Question

question content area top part 1 the waiting times between a subway departure schedule and the arrival of a passenger are uniformly distributed between 0 and 5 minutes. find the probability that a randomly selected passenger has a waiting time less than 1.75 minutes.

Answer 1

The probability that a randomly selected passenger has a waiting time of less than 1.75 minutes is 0.35 or 35% when waiting times are uniformly distributed between 0 and 5 minutes.

Step-by-step explanation:

The question is asking to determine the probability that a randomly selected passenger has a waiting time of less than 1.75 minutes when the waiting times are uniformly distributed between 0 and 5 minutes. To calculate this, we use the properties of the uniform distribution. Since the distribution is uniform, the probability is directly proportional to the length of time interval.
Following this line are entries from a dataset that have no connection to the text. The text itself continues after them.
PR #38, opened 2023-04-18
2022.12 support

asmeurer:
This is still WIP because we need some fixes to the test suite.


rgommers:
@asmeurer are you also adding `fft` extension support, in this PR or a separate one?

asmeurer:
The test suite doesn't check anything yet, but assuming `torch.fft` and so on already match the spec then there's nothing to do.

rgommers:
`unique`

> `unique_*` are harder to work around directly so I probably won't attempt that.

That's probably caused by [torch.unique](https://pytorch.org/docs/stable/generated/torch.unique.html) sorting by default and having a keyword for it; sorting won't work with complex dtypes. Not too relevant for the standard, but a pain to get to work indeed in a wrapper. So I agree with your decisions here.

honno (approved):
LGTM!

Regarding `array_api_compat.torch.take()`, IIRC `index_put()` wasn't quite adequate for "full" NumPy compat and I ended up using `torch.Tensor.__get__()` (https://github.com/Quansight-Labs/numpy_pytorch_interop/pull/96), but it's not that surprising if it's fine for the Array API scope. Note my `test_take` does have a few limitations...

https://github.com/data-apis/array-api-tests/blob/f82c7bc8627cc2c3a44fa3e425f53a253a609aa8/array_api_tests/test_indexing_functions.py#L21-L24

asmeurer:
We figured out @tupui's isdtype issue. It was related to a version of the function that he had implemented in scipy. It seems there aren't any issues with the version in the compat library. So we can go ahead and do a release here.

The total length of the time interval is 5 minutes. The time interval of interest (less than 1.75 minutes) is a portion of the total interval. So, the probability of a waiting time less than 1.75 minutes is simply the ratio of the time interval of interest (1.75 minutes) to the total interval (5 minutes).

Therefore, the probability is calculated as: Probability = (Time Interval of Interest) / (Total Time Interval) = 1.75 / 5 = 0.35 or 35%.

Answer 2

Step-by-step explanation:

If the waiting times between a subway departure schedule and the arrival of a passenger are uniformly distributed between 0 and 5 minutes, then the probability density function is f(x) = 1/5 for 0 ≤ x ≤ 5.

The probability that a randomly selected passenger has a waiting time less than 1.75 minutes is given by the integral of the probability density function from 0 to 1.75:

P(X < 1.75) = ∫[0,1.75] f(x) dx = ∫[0,1.75] (1/5) dx = (1/5) * (1.75 - 0) = 0.35

So the probability that a randomly selected passenger has a waiting time less than 1.75 minutes is 0.35.